3周年 急がれる大衆化
「アイドルマスターシンデレラガールズ スターライトステージ」(デレステ)がサービス開始から3周年を迎えた。
「アイドルマスターシンデレラガールズ」(デレマス)は6年以上の歴史を誇るコンテンツで、キャラクターが180人以上いる。
そういう背景を提示されると、新しくプレイするのが億劫(おっくう)になる。
このまま進むと、オタク専用みたいになってしまう。
新規客の獲得のためにも、デレステには大衆化が求められている。
なぜ「レッツリズム」なのか
最近まで、デレステのキャッチコピーは「デレステでレッツリズム!」だった。
プロデューサー(プレイヤーの総称)であれば、この文句がおかしいと思う人も多いのではないだろうか?
このゲームはアイドルをプロデュースすることが趣旨のはず。
リズムゲームの要素を主張するのには違和感がある。
歴史とアイドルの数に目をつむる
しかし、大衆化を考慮すると、このキャッチコピーには納得がいく。
単なるリズムゲームであることを強調し、180人のアイドルと6年の歴史には目をつむる。
そうすることで、新規客がプレイしやすいようにしたのだ。
数々の番組に出ている中居正広さんをCMキャラクターに任命し、大衆が親しみやすいゲームを目指した。
そして、今月から人気男性デュオの「ゆず」がCMキャラクターとなった。
最近まで「デレステでレッツリズム」というキャッチコピーを使っていた。
大衆が新規参入しやすいよう、リズムゲームの要素を強調する意図があった。
「バンドリ!」というライバルの登場
アイドルゲームであるデレステのライバルは「ラブライブ!スクールアイドルフェスティバル」かと思われていた。
しかし、バンドをモチーフにしたリズムゲーム「バンドリ!ガールズバンドパーティ」が登場した。
デレステのようなダンスCGがないにも関わらず、人気をかっさらっていった。
デレステがイベントでやっていた協力ライブを常設にするなど、デレステより優れている面もあった。
カバー曲で遊べる
そんなバンドリの大衆化を後押ししているのが、カバー曲の存在だ。
バンドリは、L’Arc-en-Cielやモーニング娘。を含む人気楽曲のカバーを収録している。
広告などでも、かわいい女の子のキャラではなく、カバー曲を一覧で紹介するものが多い。

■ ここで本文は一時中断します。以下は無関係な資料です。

PR #8886, opened 2026-09-09
fix: preserve GROUP BY expressions for ORDER BY

### LINKED ISSUE #8761: A GROUP BY expression drops ORDER BY's first term, so a LIMIT picks another row
Currently, a GROUP BY key that is an expression drops the matching leading ORDER BY term, so the rows come back ordered by the term after it. Project the key in the SELECT list and the sort is correct.

```sql
CREATE TABLE t(x TEXT, z INT);
INSERT INTO t VALUES('C',1),('A',2),('B',3);

SELECT min(x) FROM t GROUP BY lower(x) ORDER BY lower(x), min(z);
-- Turso:  C A B
-- SQLite: A B C
-- the rows come back in min(z) order, so the leading term did nothing

SELECT min(x) FROM t GROUP BY lower(x) ORDER BY lower(x) DESC, min(z);
-- Turso:  C A B
-- SQLite: C B A
-- DESC gives the same order as ASC, so the term is discarded rather than reversed

SELECT min(x) FROM t GROUP BY x COLLATE NOCASE ORDER BY x COLLATE NOCASE, min(z) LIMIT 1;
-- Turso:  C
-- SQLite: A
-- a COLLATE key goes the same way, and under LIMIT the answer is a different row

SELECT min(x) FROM t GROUP BY lower(x) ORDER BY lower(x) DESC;
-- both C B A, so the same key sorts correctly as the only ORDER BY term

SELECT min(x) FROM t GROUP BY x ORDER BY x, min(z);
-- both A B C, so a bare column as the GROUP BY key is unaffected
```

dajiaohuang:
Fixes #8761

When a GROUP BY expression also appeared in ORDER BY but was absent from the SELECT list, grouped output did not retain the expression in the accumulator. ORDER BY was evaluated after the source loop and read a stale table register, so the leading expression was effectively ignored and LIMIT could select the wrong group.

Retain grouped expressions referenced by ORDER BY so the output sorter reads the cached group key. Add regressions for ascending and descending expression order, collated keys, and LIMIT.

大手の音楽ゲームはオリジナル曲が多く、何も知らないプレイヤーは遊びづらい。
だが、「太鼓の達人」などは人気楽曲をそのまま収録し、その曲で遊べることをウリにしている。
CDを売りたいレコード会社の思惑を汲んだ結果、カバー曲という形に収まったのだろう。
知らないカバー曲も多いが、オリジナル曲と同様に遊べるので問題はない。
ゆずカバーの登場
3周年を記念して、デレステで初めてとなる人気楽曲のカバーが収録された。
ゆずの「夏色」と「サヨナラバス」が遊べるようになった。
ゆずといえば、オリンピックのテーマソングなども務める国民的アーティスト。
新規ファンは獲得できるのだろうか?
「バンドリ!」はカバー曲で遊べることを前面に出した大衆向けゲームである。
デレステもゆずのカバー曲を導入し、新規プレイヤー獲得を狙う。
脱「オタク向け」へ
ゆずのファンは女性ではないのか?
中居正広さんとゆずのおふたりがCMに出ることについて、疑問がある。
中居さんもゆずも女性ファンが多いのではないか?
だが、女性客も取り込んでこその大衆化だと私は考える。
主人公のプロデューサーは男性という設定だが、男性になったつもりでプレイする女性もいる。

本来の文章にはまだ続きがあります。